I have a single dependent variable Y, K independent variables of interest (X1, X2... Xk), and a single independent variable of non-interest (Z).

I am interested in the relationship between Y and each X, while accounting for the effect of Z. In other words, I am interested in the partial correlations.

Further, I want to compare the slopes of each X to each other, both to evaluate whether some X's have a larger effect than others, and because I want to be able to talk about the presence/absence of a significant effect of each X without falling into the trap of "The Difference Between “Significant” and “Not Significant” is not Itself Statistically Significant".

Complicating factors:

• There is high co-linearity between many of the X variables. Because of this, and because I have a priori theoretical reasons to be interested in the non-unique variance explained by each X, I assess the effect of each X in a separate model (Y ~ X1 + Z, Y ~ X2 + Z, etc) rather than in a combined model (Y ~ X1 + X2.. + Xk + Z).

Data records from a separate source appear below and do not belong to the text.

Issue #2143, opened 2019-06-10
Fix critical/high CVEs


willholley:
The `flux:1.12.3` image as published on Docker Hub is currently reporting vulnerable to the following CVEs:

Vulnerability ID|   Severity|   Affected Packages|   How to Resolve
--|-|-|-
CVE-2019-5435|      Low|          libcurl|             Upgrade libcurl to >= 7.64.0-r2
CVE-2019-5436|      Low|          libcurl|             Upgrade libcurl to >= 7.64.0-r2
CVE-2019-5018|      High|          sqlite-libs|         Upgrade sqlite-libs to >= 3.28.0-r0
CVE-2019-8457|      Critical|          sqlite-libs|         Upgrade sqlite-libs to >= 3.28.0-r0

All issues have been addressed by the upstream packages that introduce them to the container and building the Dockerfile from source resolves the problem.

This is mostly a note to inform the changelog for the next release (assuming a patch release would be created rather than republishing under the existing tag).

squaremo:
Thanks for bringing this up @willholley. Maybe we should have a `vulnerabilities addressed` section in the changelog -- something to consider.

squaremo:
@willholley What did you use to do the scan?

squaremo:
(cleared the milestone so that I can close it; but we can add this info to the changelog in retrospect)

willholley:
@squaremo this was using the IBM Cloud Container Registry, which automatically applies a vulnerability scanner - https://cloud.ibm.com/docs/services/Registry?topic=va-va_index). The latest image is currently reporting no issues:

```
Checking security issues for 'flux:1.13.0'...

Image 'flux:1.13.0' was last scanned on Thu Jun 13 12:02:39 UTC 2019
The scan results show that NO ISSUES were found for the image.

OK
```

hiddeco:
@willholley thanks for the info!

We had a scan running when we were still using Quay.io (with a notification to the maintainers), but as we had to move away from Quay.io, this is no longer in place :disappointed:

I will put some thought into an alternative solution.

nabadger:
@hiddeco if it's of any use, the clair-scanner project is pretty useful for this 

This project builds a daily DB of vulns, so you can do it all locally via CI.

- https://github.com/arminc/clair-local-scan

ChipWolf:
@awh could the priority be bumped on this please?

squaremo:
[...]

PR #3416, opened 2021-02-04
Release chart 1.6.1

kingdonb:
Includes a bump from Flux Daemon v1.21.0 to v1.21.1 with release notes here:

https://github.com/fluxcd/flux/blob/master/CHANGELOG.md#1211-2021-01-06

Notable changes include update from snap core18 to core20, which includes
updates that silence several CVE warnings (#2143), and a chart fix setting the
memcached service's namespace from Release.Namespace that was omitted before.

(The snap core update as I understand it has no effect on what is deployed by Helm, the snap base is for use with fluxctl.)

Signed-off-by: Kingdon Barrett <kingdon@weave.works>

### DIFF
--- a/chart/flux/CHANGELOG.md
+++ b/chart/flux/CHANGELOG.md
@@ -1,3 +1,15 @@
+## 1.6.1 (2021-02-04)
+
+### Improvements
+
+ - Updated Flux to `1.21.1`
+   [fluxcd/flux#3393](https://github.com/fluxcd/flux/pull/3393)
+
+### Fixes
+
+ - Sets namespace on memcached service
+   [fluxcd/flux#3346](https://github.com/fluxcd/flux/pull/3346)
+
 ## 1.6.0 (2020-11-20)
 
 ### Improvements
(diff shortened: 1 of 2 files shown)


chart/flux/CHANGELOG.md
```diff
@@ -1,3 +1,17 @@
+## 1.6.1 (2021-02-04)
+
+### Improvements
+
+ - Updated Flux to `1.21.1`
+   [fluxcd/flux#3393](https://github.com/fluxcd/flux/pull/3393)
+ - snap: move to core20 [fluxcd/flux#3371](https://github.com/fluxcd/flux/pull/3371)
```
stefanprodan, line 7: We track here the Helm chart changes not snap. Please remove all changes that have no affect on the Helm chart.

stefanprodan (changes requested):

chart/flux/CHANGELOG.md
kingdonb: OK. fixed

stefanprodan (approved):
LGTM

Thanks @kingdonb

My understanding is that a combined model would result in unstable (and obviously smaller) estimates of the effects of each X due to the model trying to split the shared variance.
• All of the variables have strong autocorrelation, leading to artificially inflated effect estimates (and thus significance) when assessed in a parametric framework. As such, I am using permutation testing (with autocorrelation-preserving shuffling) and the Freedman-Lane procedure (permute the residulas of the reduced model Y ~ Z) to assess the significance of the effect of X in each model.

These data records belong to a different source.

Issue #3422, opened 2021-02-10
create a giant warning banner on flux v1 docs


alisondy:
Suggestion

place a giant warning banner on  the top of old flux docs, similar to what kubernetes does see this image

![Screen Shot 2021-02-10 at 14 01 19](https://user-images.githubusercontent.com/19580905/107519783-909fc680-6ba8-11eb-8805-98aa26858166.png)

I understand how to approach the comparison of slopes in the context of a single ANOVA with a categorical variable and multiple levels (i.e. check for an interaction between the effect of X and a dummy variable coding for category level), but I am having trouble figuring out how to compare slopes in this situation where I have:

• Multiple continuous, co-linear, autocorelated variables (X1, X2... Xk).
• Multiple separate models rather than a single combined model.
• Non-parametric permutation testing and violation of parametric assumptions about the null distribution of effect sizes.

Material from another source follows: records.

Issue #2070, opened 2019-05-22
Revert ECR-outside-AWS default behaviour


squaremo:
Before #1863, if you were using ECR from _outside_ AWS, you would see a warning in the log (from the region detection), then it would proceed as for regular images -- that is, attempt to get credentials from imagePullSecrets etc.

After #1863, if fluxd cannot detect an AWS region _and is not told one explicitly_, it will ignore all images from ECR.

This change in behaviour comes from the separation of region detection and image inclusion/exclusion (filtering). Before, if a region wasn't detected, no image filtering took place. After, image filtering is done whether or not a region is detected or supplied. This gives rise to the question of what to do if a region is neither detected nor supplied -- and the somewhat arbitrary decision was to treat that as excluding all regions, rather than _including_ all regions. 

Thus: the surprising situation in which a working cluster stopped scanning ECR images, when upgraded from flux 1.10 to 1.12, without any config changes.

gtseres:
Hello @squaremo! We have been using Flux for quite some time and I have recently started learning Go, so I thought that I could give this a shot if no concern! 

Reading through the issue details, I understand that the desired behaviour would be to populate the regions configuration [here](https://github.com/fluxcd/flux/blob/d4f2f58aeba5c0c2c94d524ad1e0eb65db8d09f0/pkg/registry/aws.go#L122) with a value. Would that value be all the available ECR regions? If that is the case, would using the [SSM service](https://docs.aws.amazon.com/sdk-for-go/api/service/ssm/) to get all the available ECR regions make sense? For example, when using the `aws` cli, the output is the following:
```
$ aws ssm get-parameters-by-path   --path /aws/service/global-infrastructure/services/ecr/regions --output json |   jq .Parameters[].Value
"ap-east-1"
"ap-northeast-1"
"ap-south-1"
"ap-southeast-1"
"ap-southeast-2"
"cn-north-1"
"eu-west-2"
"eu-west-3"
"me-south-1"
"sa-east-1"
"ca-central-1"
"cn-northwest-1"
"eu-central-1"
"eu-west-1"
"us-east-1"
"us-east-2"
"us-gov-east-1"
"us-gov-west-1"
"us-west-1"
"us-west-2"
"ap-northeast-2"
"eu-north-1"
```

Is this idea along the lines with what you have in mind for this or is it in the wrong direction?

If this is in the right direction, I could implement a solution that involves the `github.com/aws/aws-sdk-go/service/ssm` Go package to get the available regions.

[...]

PR #3438, opened 2021-02-28
Improve ecr outside aws

lexysoda:
This solves https://github.com/fluxcd/flux/issues/2070

We currently ignore all ECR images if regions aren't set, and we are outside of an AWS cluster. (And do this silently and rather undocumented!)

The reasoning for this was cost saving: https://github.com/fluxcd/flux/pull/1619/commits/8ba016f849d49bbce2829e89edb5b641dfa117a2 which can be dismissed if we are outside of AWS anyway.

### DIFF
--- a/pkg/registry/aws.go
+++ b/pkg/registry/aws.go
@@ -134,9 +134,6 @@ func ImageCredsWithAWSAuth(lookup func() ImageCreds, logger log.Logger, config A
 			metadataRegion, err := ec2.Region()
 			if err != nil {
 				preflightErr = err
-				if config.Regions == nil {
-					config.Regions = []string{}
-				}
 				logger.Log("error", "fetching region for AWS", "err", err)
 				return
 			}
--- a/pkg/registry/aws.go
+++ b/pkg/registry/aws.go
@@ -45,7 +45,10 @@ type AWSRegistryConfig struct {
 	BlockIDs   []string
 }
 
-func contains(strs []string, str string) bool {
+func containsOrNil(strs []string, str string) bool {
+	if strs == nil {
+		return true
+	}
 	for _, s := range strs {
 		if s == str {
 			return true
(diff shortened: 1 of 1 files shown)


kingdonb:
Thank you for the contribution! Can you tell me if this changes a default behavior?

I see this is to address an existing issue report which you have referenced, it will also help for the merge-ability of this PR if you can help me understand this change in terms of what mis-behavior it fixes. The reason I ask this is because the original report was marked as an enhancement; if this is a bug fix, then it can be considered for merge without too many questions.

Currently Flux is in maintenance mode, as I suspect you already know, so no breaking changes can be merged. If this changes a default behavior without asking the user, that will be something I probably cannot merge, since nobody is expecting behavior changes inside of the maintenance period. However if the change is opt-in (such that the only way to activate the behavior is a user-configured parameter) then it could more easily be considered.

I have given this a cursory review only at this point and it looks like you've done about what @squaremo suggested. I will come back and consider this for inclusion in the next release! Thanks again.

kingdonb:
If you can explain this change in a one-liner, something in a format that I can include as a description of what was merged in the `CHANGELOG`, then that will also help. I can appreciate that you put more information into the commit messages, and split the change into digestible parts (I am new here and I apologize if I'm a bit slow on the uptake, but I am still learning my way through the codebase.)

kingdonb:
I am generally reluctant to merge this because if we're wrong about this, it sounds like it has the potential to cost people money.

One thing I'd like to understand: if this behavior is designed to operate the way it does on purpose (documented or undocumented), eg. it is meant to prevent inter-region traffic because it costs money, wouldn't a machine with no region, being outside of the AWS network altogether, mean that now the permitted traffic is egress (which also costs money?)

lexysoda:
Hey there, thanks for your comments. Let me summarize:
Yes, this changes default behavior. But the change would only change running systems for a very niche subset of users, for which the following is true:
1. Run a cluster outside AWS
2. Have workloads with ECR images attached
3. Have not set the `--registry-ecr-region` flag
and therefore have all ECR image-scanning disabled by default.  For these users the ECR images would suddenly all get scanned. (But I do have the feeling I'm the only user stupid enough to use ECR outside of AWS :facepalm: )

Anyway, I do understand if you don't want any changes to default behavior. The thing is, from just reading the docs, I expected this to be the default behavior. So in that case I would propose the following:
1. Keep the current behavior but add a note to the `--registry-ecr-region` flag explanation what happens when running outside AWS.
2. Add verbose logging that prints out all images that are not being scanned because no region is set. (I had no clue why my images weren't updated by flux as there is 0 log output and I had to read the source code to find out.)

What do you say?

kingdonb:
I'm going to close this because it has gone stale, but with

I've looked into various methods for comparing dependent/overlapping correlations (e.g. the various tests implemented in the cocor package), but my (admittedly limited understanding) is that all of these approaches make parametric assumptions that would be violated by autocorrelation (e.g. Zou's method estimates and evaluates confidence intervals around the correlations by using Fisher's z transformation).

I feel like there is gap in my understanding that is causing me to miss an obvious solution. Any advice of solutions or even just related ideas to research would be appreciated.